The DIY market will grow by 15% to a total of $25.4 billion by 2017, according to the latest figures published by forecaster IBISWorld, with home improvement stores including Bunnings and Woolworth’s forthcoming Master’s chain to be the real winners.
But the increase rate of spending in the DIY market is also symptomatic of a subdued housing market, as owners feel they are better off making renovations and repairs to their homes to increase value rather than wait for equity to build up.
The new IBISWorld figures show the DIY market is expected to grow 2% during 2011-12 to revenue of $22 billion, with $11.5 billion of that concentrated in hardware retailing.
Senior analyst Paul Lyons says the rise of popular renovation shows such as The Renovators and The Block are a symptom of the cyclical market swinging back towards renovation and DIY instead of purchasing outright.
“We’ve seen a weaker property market, and changing prices, that are making people realise that staying home and investing in their own home is a safer bet than moving house. We’re also seeing very cautious consumers investing in the value of their homes rather than retail.”
“They’re investing in plant and hardware in order to improve the value of their biggest asset.”
The DIY market is set to grow at 5% each year to 2017, with DIY and home renovation to take 52% of all spending, followed by professional help at 34% and garden supplies at 11%. Plant nurseries will only take 3% of the growth.
The hardware industry alone will grow 23% over the next five years to reach $14.2 billion 2016-17, IBISWorld says, with Lyons saying that both Bunnings and Master’s are to see the biggest benefit – although Master’s will record the largest growth.

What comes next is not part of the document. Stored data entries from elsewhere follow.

PR #167, opened 2025-09-29
Pin packages and add lockfile for reproducible builds

ms1111:
**Description**

To ensure reproducibility and minimize susceptibility to supply chain attacks, use a lock file for dependencies. As suggested in https://github.com/GameBridgeAI/ts_serialize/pull/166#issuecomment-3339625062

Using lockfile for deno v2 only.

For v1, it'd be a different lockfile format, and given it's only a few, pinned, standard packages, the risk of using unpinned transitive dependencies is low, and I figure the v1 build will go away at some point.

**Things to look at**

- [ ] Test coverage
- [ ] Code Style

### DIFF
--- a/.github/DEVELOPMENT.md
+++ b/.github/DEVELOPMENT.md
@@ -25,13 +25,13 @@ This will add the deno types to the project.
 ## Running the tests
 
 ```bash
-$ deno test
+$ deno task test
 ```
 
 You can add a file to test only that one file.
 
 ```bash
-$ deno test mod_test.ts
+$ deno test --frozen mod_test.ts
 ```
 
 ### Coding style and tests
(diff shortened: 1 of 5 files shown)


hardy925 (approved):
LGTM

Thanks for also updating the packages. 

In terms of the lock file I think @ChrisDufourMB did some work / research into it before so it might be useful to get his input as well. 

image

hardy613 (approved):
c.c @ChrisDufourMB @PizzaCatKing

hardy613:
> and I figure the v1 build will go away at some point.

yea, we can discuss that deprecation, although I hear v1 is still in use - so we'll need ot be clear about it somehow

hardy925 (approved):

While IBISWorld says Bunning’s is set to benefit from 26 new stores, it also says Master’s will open first in Melbourne’s Western suburbs – the fastest growing region in Australia.
“Woolworths also plans to open 30 big box stores per year over the next four years across the nation, and the company has committed to 150 development sites by the end of 2015.”
Lyons says while Bunnings will maintain its market share at 20%, Master’s will soon grow from the other 80%.
“As Master’s enters the industry it’s going to be clear that competition will increase, and in the short-term prices will fall and that will be good for consumers.”
“But we may see independent operators fall away. And as the years continue, price falls may not occur as competition dwindles. We could say in the next 10 to 15 years prices could increase slowly, although they would anyway.”
Other sectors will benefit – plumbers and electricians are set to see a rise in demand, although IBISWorld says tradespeople including painters and landscapers may see lower amounts of work as renovates try projects themselves. However, the firm warns this cycle too will come to an end.
Property experts are also expecting prices start increasing after the next few years, when prices remain subdued.
“Subdued growth in housing prices over the next five years is likely to continue driving DIY demand if consumers are unable to maximise capital appreciation, leading many to save and add value to their homes rather than sell.”